— Ничего не могу сделать! Это менее невежливо, чем если я буду жить там и не сумею скрыть чувство принужденности или даже открыто взбунтуюсь!
Хенри Кларендон стал спорить против этого проекта, но Тони остался непоколебимым.
Комната с пансионом была найдена без труда — у рабочего-плотника и его жены: наплыв горожан в деревню был тогда еще не так велик, он принял особенно большие размеры лишь год спустя. Тони они пришлись очень по душе, в особенности хозяин, высокий, смуглый человек, всю свою жизнь трудившийся не покладая рук и питавший глубокое презрение ко всем социалистам и социальным реформам. Иногда Тони проводил с хозяевами вечера на кухне, беседуя о войне и об их сыне, еще не демобилизованном с восточного фронта, и о новостях дня. Рабочий консерватизм плотника был и невежествен и ограничен, но Тони нравились его независимые взгляды и полное отсутствие унылого нытья и ворчанья, которых он вдоволь наслушался в армии. Его поразила мысль, что этот плотник представляет собой естественное дополнение к старому Скропу, как тип, равным образом обреченный на вымирание, — массовое производство стандартных домов вскоре должно будет уничтожить его вместе с его кустарным ремеслом. А жаль! Уже и сейчас плотник с трудом сводил концы с концами и был озадачен и раздражен. Он работал не покладая рук, жил бедно, готов был и впредь так же трудиться и не мог понять, почему его заработок из года в год уменьшается. Он ругал политику и «агитаторов», не видя, что его судьба является результатом мощных экономических сил, совершенно не зависящих от политики, а ненавистные ему «агитаторы» нередко бывают людьми, стремящимися направить эти силы к более гуманным целям. Говорить ему это, по-видимому, было бесполезно, поэтому все, что Тони мог сделать, это сочувственно слушать — и испытывать сожаление.

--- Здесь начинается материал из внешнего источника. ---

PR #88, opened 2020-11-30
Improve tbx utils

thequilo:
- Add a `log` option to `spectrogram_to_image`
- Improve type annotations and docstrings
- Add `matplotlib_figure_to_image`

### DIFF
--- a/padertorch/summary/tbx_utils.py
+++ b/padertorch/summary/tbx_utils.py
@@ -1,9 +1,12 @@
 import operator
+from typing import Union, Optional, Tuple
 
 import numpy as np
 import torch
 
 from padertorch.utils import to_numpy
+
+_T_input = Union[torch.Tensor, np.ndarray]
 
 __all__ = [
     'mask_to_image',
@@ -53,14 +56,28 @@ def _apply_origin(image, origin):
     return image
 
 
-def mask_to_image(mask, batch_first=False, color=None, origin='lower'):
+def mask_to_image(
+        mask: _T_input, batch_first: bool = False, color: Optional[str] = None,
+        origin: str = 'lower'
+) -> np.ndarray:
     """
-    For more details of the output shape, see the tensorboardx docs
-    Args:
-        mask: Shape (frames, batch [optional], features)
-        batch_first: if true mask shape (batch [optional], frames, features]
+    Creates an image from a mask `Tensor` or `ndarray`.
 
-    Returns: Shape(color, features, frames)
+    For more details of the output shape, see the tensorboardx docs
+
+    Args:
+        mask: Mask to plot
+        batch_first: If `True`, `signal` is expected to have shape
+            `(batch [optional], frames, features)`. If `False`, the batch axis
+            is assumed to be in the second position, i.e.,
+            `(frames, batch [optional], features)`.
+        color: A color map name. The name is forwarded to
+               `matplotlib.pyplot.cm.get_cmap` to get the color map. If `None`,
+               grayscale is used.
+        origin: Origin of the plot. Can be `'upper'` or `'lower'`.
+
+    Returns:
+        Colorized image with shape (color (1 or 3), features, frames)
 
     """
     mask = to_numpy(mask, detach=True)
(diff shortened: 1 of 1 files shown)


padertorch/summary/tbx_utils.py
```diff
@@ -151,50 +181,73 @@ def __call__(self, image, color):
...
-        batch_first: if true mask shape (batch [optional], frames, features]
+        signal: Spectrogram to plot.
+        batch_first: If `True`, `signal` is expected to have shape
+            `(batch [optional], frames, features)`. If `False`, the batch axis
+            is assumed to be in the second position, i.e.,
+            `(frames, batch [optional], features)`.
         color: A color map name. The name is forwarded to
                `matplotlib.pyplot.cm.get_cmap` to get the color map.
+        origin: Origin of the plot. Can be `'upper'` or `'lower'`.
+        log: If `True`, the spectrogram is plotted in log domain.
```
boeddeker, line 202: Maybe add: `... log domain and shows a 50 dB range.`?

padertorch/summary/tbx_utils.py
```diff
@@ -53,14 +56,28 @@ def _apply_origin(image, origin):
     return image
 
 
-def mask_to_image(mask, batch_first=False, color=None, origin='lower'):
+def mask_to_image(
+        mask: _T_input, batch_first: bool = False, color: Optional[str] = None,
+        origin: str = 'lower'
```
boeddeker, line 61: One line per argument?

padertorch/summary/tbx_utils.py
```diff
@@ -210,14 +263,56 @@ def audio(signal, sampling_rate: int = 16000, batch_first=False,
...
-        scalars: dict=None,
-        histograms: dict=None,
-        audios: dict=None,
-        images: dict=None,
+        loss: torch.Tensor = None,
+        losses: dict = None,
+        scalars: dict = None,
+        histograms: dict = None,
+        audios: dict = None,
+        images: dict = None,
```
boeddeker, line 315: add `figures`?

thequilo: What's the difference to `images`?

padertorch/summary/tbx_utils.py
```diff
@@ -210,14 +263,56 @@ def audio(signal, sampling_rate: int = 16000, batch_first=False,
...
+        plots to reduce memory consumption!
+
+    Args:
+        figure: matplotlib figure object. If `None`, it defaults to `plt.gcf()`.
+
+    Returns:
+        Numpy array with shape (color (4), width, height)
+
+    Examples:
+        >>> from matplotlib import pyplot as plt
```
boeddeker, line 289: Add lines, how to disable GUI backend?
e.g.
`>>> # import matplotlib as mlp`
`>>> # mlp....  # Disable GUI backend, must be executed before the first "import matplotlib.pyplot"`

padertorch/summary/tbx_utils.py
```diff
@@ -210,14 +263,56 @@ def audio(signal, sampling_rate: int = 16000, batch_first=False,
     return signal, sampling_rate
 
 
+def matplotlib_figure_to_image(
```
boeddeker, line 266: Can you motivate, why `matplotlib_figure_to_image` and not `matplotlib_figure`?
i.e. tensorboradX has also a figure option. They use much more code for the conversion: https://github.com/lanpa/tensorboardX/blob/8f50866d10ca064b7093c364985aa25d1dcd27a9/tensorboardX/utils.py#L2

padertorch/summary/tbx_utils.py
boeddeker: It supports matplotlib figures

padertorch/summary/tbx_utils.py
thequilo: I didn't know that function. It could work equally well and additionally supports multiple figures and doesn't require setting the backend before calling this function

padertorch/summary/tbx_utils.py
thequilo: Hmm, now that I found this option, I'm not sure if the new function is required anymore. I don't see a strong reason to draw the figure in the review function rather than drawing it in the hook. If the user wants to draw the figure in review, the user can still use the `figure_to_image` function from tensorboardX.

It would be nice to document this somewhere.

padertorch/summary/tbx_utils.py
thequilo: Done

padertorch/summary/tbx_utils.py
thequilo: Added `figures`

padertorch/summary/tbx_utils.py
```diff
@@ -210,42 +267,134 @@ def audio(signal, sampling_rate: int = 16000, batch_first=False,
...
+        (3, 480, 640)
+    """
+    from tensorboardX.utils import figure_to_image as tbX_figure_to_image
+    return tbX_figure_to_image(figure(fig, close=close), close=False)
+
+
+def figure(
+        fig: 'matplotlib.figure.Figure' = None,
+        close=True,
+) -> 'matplotlib.figure.Figure':
```
thequilo, line 319: I'm not sure if these type annotations make sense here. Matplotlib is not imported to keep the import overhead small, but then these annotations are not parsed correctly by PyCharm.

boeddeker: Does PyCharm complain, that this is an error? Or is it just a warning?
Maybe `# noqa` can suppress pycharm's problmes.

I think the type annotation for this function is not so important. It should be obvious, what the type is.

boeddeker (approved):

padertorch/summary/tbx_utils.py
thequilo: Not required anymore

padertorch/summary/tbx_utils.py
thequilo: It's just a warning and if you use the function, it doesn't infer the return type correctly. But that's just a minor issue.

PR #89, opened 2020-12-10
Trainer: Robustify log_error_state for more pytorch versions and add test

boeddeker:
@TCord reported that his pytorch used the legacy save from pytorch (Unknown, why).
This PR fixes `log_error_state` from the `Trainer` to work with the legacy save.

This PR also adds tests for this.

### DIFF
--- a/padertorch/train/trainer.py
+++ b/padertorch/train/trainer.py
@@ -624,7 +624,7 @@ class Trainer(Configurable):
 
         return loss, review
 
-    def log_error_state(self, data_dict, folder='log', stdout=sys.stdout):
+    def log_error_state(self, data_dict, folder='log', file=sys.stdout):
         """
 
         Args:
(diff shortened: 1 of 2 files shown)


padertorch/train/trainer.py
```diff
@@ -608,7 +624,7 @@ def _review_to_loss_and_summary(self, review):
 
         return loss, review
 
-    def log_error_state(self, data_dict, folder='log'):
+    def log_error_state(self, data_dict, folder='log', stdout=sys.stdout):
```
thequilo, line 627: I'd call this `file` (as in `print`) or `stream` or similar. `stdout` gets confusing if you set it to `stderr`.

boeddeker: Good point. I changed it. I only introduced it to avoid capturing the stdout in the test. Since you now mention it, should the default be `stderr`? It is used to report problems in the failure logging progress.

jensheit (approved):

padertorch/train/trainer.py
thequilo: It's a little bit late now, but probably yes. The python `logging` module also uses `sys.stderr` as the default output stream.

boeddeker: Yes, 1 second after I merged, I remembered this open point.
Ok, I will change it in the future.

PR #92, opened 2021-01-06
Allow integer as sequence_lenghts in compute_masks

jensheit:
adds possiblity to use integers as sequence_lengths in compute_masks

### DIFF
--- a/padertorch/ops/sequence/mask.py
+++ b/padertorch/ops/sequence/mask.py
@@ -1,13 +1,17 @@
 import torch
+from typing import Union, List
 
 
-def compute_mask(x, sequence_lengths, batch_axis=0, sequence_axis=1):
+def compute_mask(x, sequence_lengths: Union[List[int], int] = None,
+                 batch_axis=0, sequence_axis=1):
     """
-    This function calculates a mask which indicates the position of non-padded values.
+    This function calculates a mask which indicates the position
+    of non-padded values.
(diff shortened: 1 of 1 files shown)


padertorch/ops/sequence/mask.py
```diff
@@ -1,13 +1,18 @@
 import torch
+from typing import Union, List
 
 
-def compute_mask(x, sequence_lengths, batch_axis=0, sequence_axis=1):
+def compute_mask(x: torch.Tensor,
+                 sequence_lengths: Union[List[int], int, None],
+                 batch_axis: int = 0, sequence_axis: int = 1):
```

Тони жил очень тихо, но не чувствовал себя несчастным, проводил время в прогулках и чтении и изредка выезжал на велосипеде на полдня в Стэдлэнд. Порою им овладевала беспричинная тоска, и он часами сидел, задумавшись, среди беловато-серых развалин большого замка; в другие дни состояние подавленности сменялось острой нервной тревогой, и он часами ходил самым быстрым шагом, точно спасаясь от самого себя, пока не останавливался в изнеможении. Но обычно он спал хорошо, и за все эти две недели его ни разу не мучили страшные ночные кошмары, из-за которых он стал страшиться даже самого сна. В свои более спокойные минуты он часто думал о Кате и Маргарет и о странной цепи обстоятельств, приведшей его к такому неприятному шатанию между двумя женщинами, из которых одна была теперь почти что мечтой, а другая слишком уж осязаемо близкой. Тони чувствовал себя в положении буриданова осла, умиравшего с голоду между двух охапок сена.
Это была своего рода дилемма, представляющаяся со стороны чрезвычайно простой, но для человека, которого она непосредственно касается, — сложной как вселенная. Здравый смысл подсказывал: «Выбери ту, которую ты любишь, и добейся ее». Совершенно верно, но какую же он любит? А раз это почти несомненно Ката, то как он может, черт побери, добиваться ее без паспорта? Не говоря уж о мелких трудностях, о том, что он оскорбил бы отца и мог бы лишиться наследства, — конечно, это его не останавливало, но все же усложняло положение. Ему пришло на ум, что по кодексу поведения, провозглашенному романистами викторианской эпохи, вопрос был бы разрешен самым решительным образом: Ката была бы безнравственной авантюристкой с материка, прискорбно опутавшей молодого англичанина; об ее незавидной судьбе можно было бы и не беспокоиться, тогда как он загладил бы свою вину перед чистой английской девушкой скоропалительной свадьбой. Единственное затруднение заключалось в том, что Тони совершенно не желал признавать ни викторианские предпосылки, ни викторианские выводы. Поэтому польза от этой идеи, если она и была, являлась чисто негативной.